Maybe *sól er séð *would be an analogical passive construction?


----------



## Roman A.

Hspo said:


> Or is it a different form of 'sjá'?



It is a different form, reflexive.
For example:
*hann klæddi sig *(he clothed himself)
*hann klæddist* (he clothed himself)
*hann er klæddur *(he is clothed)


----------



## Hspo

Takk fyrir Roman A.
This was an exercise in Icelandic Online so it was just a test to fill in the missing word (in red). 
We had seen the passive with _vera _and I managed to complete the task except for "Það sést til sólar" which I didn't expect. 

This passive with 'það' is to me a little awkward, I think "*sumarblað var gefið út handa börnum"  *is easier. Am I right?

I know about the reflexive forms and recognise them well. (I use the reflexive all the time in French, my second language).

I'm beginning to understand Icelandic moderately well but still feel incapable of holding a conversation. I have trouble coping with the grammar, (declensions and conjugation), as there is so much to learn, but I'm enjoying the challenge and grateful for your help.


----------



## Segorian

Hspo said:


> Or is it a different form of 'sjá'?


Yes. The confusion stems from the fact that _sést_ in this sentence is the present indicative singular, not the ‘sagnbót’. This verb happens to be conjugated in a way that makes these two reflexive forms identical (the indicative being a contraction of _sér-st_ and the sagnbót a contraction of _séð-st_), which is unusual, I guess.



Roman A. said:


> By the way, if we say simply, without expletive _Það,_ *sumarblað var gefið út handa börnum, *would it sound normal?


Yes, that is a normal construction. The one with _Það_ is more colloquial.



Roman A. said:


> Impersonal construction, my dictionary gives an example *(Það) sér til sólar *with the same meaning


That is correct. Both are used.



Roman A. said:


> Maybe *sól er séð *would be an analogical passive construction?


Yes. This construction is correct, but is hardly ever used. The use of the past participle _séður_ is mostly limited to a range of special constructions and meanings, the reflexive forms being used instead to convey passive meanings. Examples of these special constructions and meanings include _vera vel/illa séður_ (‘to be well regarded/frowned upon’) and _séður_ used as adjective (‘cunning, clever’).


----------



## Hspo

Thank you Segorian.

Please correct me if I'm wrong, I said :


Hspo said:


> I thought the passive form was 'vera + Lýsingarháttur þátíðar' but 'sést' is the *Sagnbót midmynd *form of 'sjá'.
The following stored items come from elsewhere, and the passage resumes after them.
PR #378, opened 2020-04-24
Split up Filters services

woksin:
Based off the "MassivePR" #377 branch. Pull that one inn first

We now differentiate between partitioned and unpartitioned filters. This PR makes the Runtime comply to the new definitions in the Contracts that will come with this PR https://github.com/dolittle-runtime/Contracts/pull/16

Adds:
* Partitioned FilterProcessor and FilterService
* UnPartitioned FilterProcessor and FilterService

Changes:
* Fixes Specs for Events.Processing to comply what's added and changed here
* IFilterResult has now a 'IsPartitioned' property
* SuccessfulFiltering has now two constructors; one with 'PartitionId' and one without. We could differentiate between IPartitionedFilterResult and IUnPartitionedFilterResult, but that depends a bit on how we want to further formalize the partitioned streams stuff; if we want to have I(Un)PartionedEventProcessor and such

Changes that has to be made in the future:
* When registering filters we now need to know if that filter has been registered before and whether it was registered as a partitioned or unpartitioned filter. That might mean that we have to store all filter definitions and the filter definitions themselves need a property to signify whether it is defines a partitioned or unpartitioned filter.

┆Issue is synchronized with this [Asana task](https://app.asana.com/0/1140654762299587/1172713660945302)


woksin:
I've change the contract names a bit on https://github.com/dolittle-runtime/Contracts/pull/16

I'll update this to match

woksin:
The last commit changes the filter services to comply to the new change requested in the contracts so that everything builds. This is not how it is supposed to look! My [next PR](
https://github.com/dolittle-runtime/Runtime/pull/382) greatly enhances this on the service side, so I will make it look nice there.

Source/Events.Processing/Filters/FiltersService.cs
```diff
@@ -123,6 +128,134 @@ public class FiltersService : FiltersBase
...
+            try
+            {
+                if (!PartitionedTryStartStreamProcessors(registrationResults, out var failure))
+                {
+                    _logger.Warning(failure.Reason);
+                    await PartitionedWriteFailedRegistrationResponse(dispatcher, failure, context.CancellationToken).ConfigureAwait(false);
+                    return;
+                }
+
+                await dispatcher.Accept(new FilterRegistrationResponse(), context.CancellationToken).ConfigureAwait(false);
```
jakhog, line 186: It seems here like you start the StreamProcessors before the ReverseCall is accepted - which could then potentially start sending calls before the response is sent to the client - which is not allowed. Seems like there needs to be a two step registration here, where the Filters are created and registered (so they can't be started twice), and if that is succesfull, the ReverseCall should be accepted, and then the processing can commence.

Source/Events.Processing/Filters/FiltersService.cs
```diff
@@ -123,6 +128,134 @@ public class FiltersService : FiltersBase
...
+
+            var arguments = dispatcher.Arguments;
+            var filterId = arguments.FilterId.To<StreamId>();
+            if (filterId.IsNonWriteable)
+            {
+                _logger.Warning("Received public filter registration request with Filter Id: '{filterId}' which is an invalid stream id", filterId);
+                var failure = new Failure(FiltersFailures.CannotRegisterFilterOnNonWriteableStream, $"Received public filter registration request with Filter Id: '{filterId}' which is an invalid stream id");
+                await PublicWriteFailedRegistrationResponse(dispatcher, failure, context.CancellationToken).ConfigureAwait(false);
+                return;
+            }
```
jakhog, line 231: This logic is duplicated multiple times - just with different response types. So that could be pulled out to a generic method. But that might be one of those things that you were thinking of improving later either way.

Source/Events.Processing/Filters/FiltersService.cs
```diff
@@ -123,6 +128,134 @@ public class FiltersService : FiltersBase
...
+            try
+            {
+                if (!PublicTryStartStreamProcessors(registrationResults, out var failure))
+                {
+                    _logger.Warning(failure.Reason);
+                    await PublicWriteFailedRegistrationResponse(dispatcher, failure, context.CancellationToken).ConfigureAwait(false);
+                    return;
+                }
+
+                await dispatcher.Accept(new FilterRegistrationResponse(), context.CancellationToken).ConfigureAwait(false);
```
jakhog, line 249: Same here with Call before Accept.

Source/Events.Processing/Filters/FiltersService.cs
```diff
@@ -123,6 +128,134 @@ public class FiltersService : FiltersBase
...
+            }
+            finally
+            {
+                registrationResults
+                    .SelectMany(tenantAndResult => new[] { tenantAndResult.Item2.FilterStreamProcessor })
+                    .ForEach(_ => _.Dispose());
+            }
+        }
+
         bool TryStartStreamProcessors(IEnumerable<(TenantId, FilterRegistrationResult<RemoteFilterDefinition>)> registrationResults, out Failure failure)
```
jakhog, line 259: I'm not very fond of the `.Item1` etc. that end up in the code when unnamed tuples are used. If we replace this with something like this, we can refer to the items as normal properties:
```suggestion
        bool TryStartStreamProcessors(IEnumerable<(TenantId Tenant, FilterRegistrationResult<RemoteFilterDefinition> Result)> registrationResults, out Failure failure)
```

Source/Events.Processing/Filters/FiltersService.cs
```diff
@@ -174,5 +307,107 @@ bool TryStartStreamProcessors(IEnumerable<(TenantId, FilterRegistrationResult<Re
             IReverseCallDispatcher<FiltersClientToRuntimeMessage, FilterRuntimeToClientMessage, FiltersRegistrationRequest, FilterRegistrationResponse, FilterEventRequest, FilterResponse> dispatcher,
             Failure failure,
             CancellationToken cancellationToken) => dispatcher.Reject(new FilterRegistrationResponse { Failure = failure }, cancellationToken);
+
+        bool PartitionedTryStartStreamProcessors(IEnumerable<(TenantId, FilterRegistrationResult<RemoteFilterDefinition>)> registrationResults, out Failure failure)
```
jakhog, line 311: Make tuple named.

Source/Events.Processing/Filters/FiltersService.cs
```diff
@@ -174,5 +307,107 @@ bool TryStartStreamProcessors(IEnumerable<(TenantId, FilterRegistrationResult<Re
...
+
+            foreach ((var tenant, var result) in registrationResults)
+            {
+                _ = result.FilterStreamProcessor.Start();
+            }
+
+            return true;
+        }
+
+        async Task<IEnumerable<(TenantId, FilterRegistrationResult<RemoteFilterDefinition>)>> PartitionedRegisterStreamProcessorsForAllTenants(
```
jakhog, line 333: Make tuple named.

Source/Events.Processing/Filters/FiltersService.cs
```diff
@@ -174,5 +307,107 @@ bool TryStartStreamProcessors(IEnumerable<(TenantId, FilterRegistrationResult<Re
...
+            ScopeId scope,
+            StreamId sourceStream,
+            StreamId targetStream,
+            IReverseCallDispatcher<PartitionedFiltersClientToRuntimeMessage, FilterRuntimeToClientMessage, PartitionedFiltersRegistrationRequest, FilterRegistrationResponse, FilterEventRequest, PartitionedFilterResponse> dispatcher,
+            CancellationToken cancellationToken)
+        {
+            var registrationResults = new List<(TenantId, FilterRegistrationResult<RemoteFilterDefinition>)>();
```
jakhog, line 340: Make tuple named.

Source/Events.Processing/Filters/FiltersService.cs
```diff
@@ -174,5 +307,107 @@ bool TryStartStreamProcessors(IEnumerable<(TenantId, FilterRegistrationResult<Re
...
+
+            return registrationResults.AsEnumerable();
+        }
+
+        Task PartitionedWriteFailedRegistrationResponse(
+            IReverseCallDispatcher<PartitionedFiltersClientToRuntimeMessage, FilterRuntimeToClientMessage, PartitionedFiltersRegistrationRequest, FilterRegistrationResponse, FilterEventRequest, PartitionedFilterResponse> dispatcher,
+            Failure failure,
+            CancellationToken cancellationToken) => dispatcher.Reject(new FilterRegistrationResponse { Failure = failure }, cancellationToken);
+
+        bool PublicTryStartStreamProcessors(IEnumerable<(TenantId, FilterRegistrationResult<PublicFilterDefinition>)> registrationResults, out Failure failure)
```
jakhog, line 363: Make tuple named.

Source/Events.Processing/Filters/FiltersService.cs
```diff
@@ -174,5 +307,107 @@ bool TryStartStreamProcessors(IEnumerable<(TenantId, FilterRegistrationResult<Re
...
+
+            foreach ((var tenant, var result) in registrationResults)
+            {
+                _ = result.FilterStreamProcessor.Start();
+            }
+
+            return true;
+        }
+
+        async Task<IEnumerable<(TenantId, FilterRegistrationResult<PublicFilterDefinition>)>> PublicRegisterStreamProcessorsForAllTenants(
```
jakhog, line 385: Make tuple named.

Source/Events.Processing/Filters/FiltersService.cs
```diff
@@ -174,5 +307,107 @@ bool TryStartStreamProcessors(IEnumerable<(TenantId, FilterRegistrationResult<Re
...
+            StreamId sourceStream,
+            StreamId targetStream,
+            IReverseCallDispatcher<PublicFiltersClientToRuntimeMessage, FilterRuntimeToClientMessage, PublicFiltersRegistrationRequest, FilterRegistrationResponse, FilterEventRequest, PartitionedFilterResponse> dispatcher,
+            CancellationToken cancellationToken)
+        {
+            var registrationResults = new List<(TenantId, FilterRegistrationResult<PublicFilterDefinition>)>();
```
jakhog, line 391: Make tuple named.

Source/Events.Processing/Filters/FiltersService.cs
```diff
@@ -174,5 +307,107 @@ bool TryStartStreamProcessors(IEnumerable<(TenantId, FilterRegistrationResult<Re
...
+                    new RemoteFilterDefinition(sourceStream, targetStream),
+                    dispatcher,
+                    _getEventsToStreamsWriter(),
+                    _logger);
+                var filters = _getFilters();
+                var registrationResult = await filters.Register(filterProcessor, cancellationToken).ConfigureAwait(false);
+                registrationResults.Add((tenant, registrationResult));
+            }
+
+            return registrationResults.AsEnumerable();
```
jakhog, line 355: The `List<..>` implements `IEnumerable` so no need to convert it.
```suggestion
            return registrationResults;
```

Source/Events.Processing/Filters/FiltersService.cs
```diff
@@ -174,5 +307,107 @@ bool TryStartStreamProcessors(IEnumerable<(TenantId, FilterRegistrationResult<Re
...
+                    new PublicFilterDefinition(sourceStream, targetStream),
+                    dispatcher,
+                    _getEventsToPublicStreamsWriter(),
+                    _logger);
+                var filters = _getFilters();
+                var registrationResult = await filters.Register(filterProcessor, cancellationToken).ConfigureAwait(false);
+                registrationResults.Add((tenant, registrationResult));
+            }
+
+            return registrationResults.AsEnumerable();
```
jakhog, line 405: No need to use `.AsEnumerable()`.

Source/Events.Processing/Filters/FiltersService.cs
```diff
@@ -123,6 +128,134 @@ public class FiltersService : FiltersBase
...
+                    await PartitionedWriteFailedRegistrationResponse(dispatcher, failure, context.CancellationToken).ConfigureAwait(false);
+                    return;
+                }
+
+                await dispatcher.Accept(new FilterRegistrationResponse(), context.CancellationToken).ConfigureAwait(false);
+            }
+            finally
+            {
+                registrationResults
+                    .SelectMany(tenantAndResult => new[] { tenantAndResult.Item2.FilterStreamProcessor })
```
jakhog, line 191: Use named property here after changing to named tuples.

Source/Events.Processing/Filters/FiltersService.cs
```diff
@@ -123,6 +128,134 @@ public class FiltersService : FiltersBase
...
+                    await PublicWriteFailedRegistrationResponse(dispatcher, failure, context.CancellationToken).ConfigureAwait(false);
+                    return;
+                }
+
+                await dispatcher.Accept(new FilterRegistrationResponse(), context.CancellationToken).ConfigureAwait(false);
+            }
+            finally
+            {
+                registrationResults
+                    .SelectMany(tenantAndResult => new[] { tenantAndResult.Item2.FilterStreamProcessor })
```
jakhog, line 254: Use named property here.

Source/Events.Processing/Filters/FiltersService.cs
```diff
@@ -174,5 +307,107 @@ bool TryStartStreamProcessors(IEnumerable<(TenantId, FilterRegistrationResult<Re
             IReverseCallDispatcher<FiltersClientToRuntimeMessage, FilterRuntimeToClientMessage, FiltersRegistrationRequest, FilterRegistrationResponse, FilterEventRequest, FilterResponse> dispatcher,
             Failure failure,
             CancellationToken cancellationToken) => dispatcher.Reject(new FilterRegistrationResponse { Failure = failure }, cancellationToken);
+
+        bool PartitionedTryStartStreamProcessors(IEnumerable<(TenantId, FilterRegistrationResult<RemoteFilterDefinition>)> registrationResults, out Failure failure)
+        {
+            failure = null;
+            var failedRegistrationReasons = registrationResults
+                                                .Where(tenantAndResult => !tenantAndResult.Item2.Succeeded)
+                                                .Select(tenantAndResult => $"For tenant '{tenantAndResult.Item1}':\n\t{string.Join("\n\t", tenantAndResult.Item2.FailureReason.Value.Split("\n"))}");
```
jakhog, line 316: Use named property here.

Source/Events.Processing/Filters/FiltersService.cs
```diff
@@ -174,5 +307,107 @@ bool TryStartStreamProcessors(IEnumerable<(TenantId, FilterRegistrationResult<Re
...
+            IReverseCallDispatcher<PartitionedFiltersClientToRuntimeMessage, FilterRuntimeToClientMessage, PartitionedFiltersRegistrationRequest, FilterRegistrationResponse, FilterEventRequest, PartitionedFilterResponse> dispatcher,
+            Failure failure,
+            CancellationToken cancellationToken) => dispatcher.Reject(new FilterRegistrationResponse { Failure = failure }, cancellationToken);
+
+        bool PublicTryStartStreamProcessors(IEnumerable<(TenantId, FilterRegistrationResult<PublicFilterDefinition>)> registrationResults, out Failure failure)
+        {
+            failure = null;
+            var failedRegistrationReasons = registrationResults
+                                                .Where(tenantAndResult => !tenantAndResult.Item2.Succeeded)
+                                                .Select(tenantAndResult => $"For tenant '{tenantAndResult.Item1}':\n\t{string.Join("\n\t", tenantAndResult.Item2.FailureReason.Value.Split("\n"))}");
```
jakhog, line 368: Use named property here.

Source/Events.Processing/Filters/FiltersService.cs
```diff
@@ -174,5 +307,107 @@ bool TryStartStreamProcessors(IEnumerable<(TenantId, FilterRegistrationResult<Re
...
+            {
+                _executionContextManager.CurrentFor(tenant);
+                var filterProcessor = new Partitioned.FilterProcessor(
+                    scope,
+                    new RemoteFilterDefinition(sourceStream, targetStream),
+                    dispatcher,
+                    _getEventsToStreamsWriter(),
+                    _logger);
+                var filters = _getFilters();
+                var registrationResult = await filters.Register(filterProcessor, cancellationToken).ConfigureAwait(false);
```
jakhog, line 351: It looks like the filters are registered one time per tenant? That seems unnecessary, since the same filter will be registered for all tenants, or none at all. So maybe the `IFilters` should be a singleton, and delegate the actual state things to other components...

Source/Events.Processing/Filters/FiltersService.cs
```diff
@@ -174,5 +307,107 @@ bool TryStartStreamProcessors(IEnumerable<(TenantId, FilterRegistrationResult<Re
...
+            {
+                var failureMessage = $"Failed to register filter:\n\t";
+                failureMessage += string.Join("\n\t", failedRegistrationReasons);
+                failure = new Failure(FiltersFailures.FailedToRegisterFilter, failureMessage);
+                return false;
+            }
+
+            foreach ((var tenant, var result) in registrationResults)
+            {
+                _ = result.FilterStreamProcessor.Start();
```
jakhog, line 327: What happens with this `Task`? It seems like the lifetime of that thread of execution is handled somewhere else, so I'm not sure it makes sense to return a `Task` on that method?

Source/Events.Processing/Filters/FiltersService.cs
woksin: I'll register a task to ensure that the dispatcher is ready to receive calls before the stream prcessors is started

Source/Events.Processing/Filters/FiltersService.cs
woksin: Resolved by later PR

woksin:
Registered tasks from the comments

 You mention the ‘sagnbót'. This is the supine I believe? Is the ' ‘sagnbót germynd  used for the 'perfect' tense with 'hafa'?

I'm still not sure about the use of the 'sagnbót miðmynd' in comparison to 'Ópersónuleg notkun - Miðmynd'. t.d. að tala = talast, talaðist and 'sagnbót miðmynd' of að tala is 'talast'.

Thank you again.


----------



## Segorian

Hspo said:


> You mention the ‘sagnbót'. This is the supine I believe? Is the ' ‘sagnbót germynd used for the 'perfect' tense with 'hafa'?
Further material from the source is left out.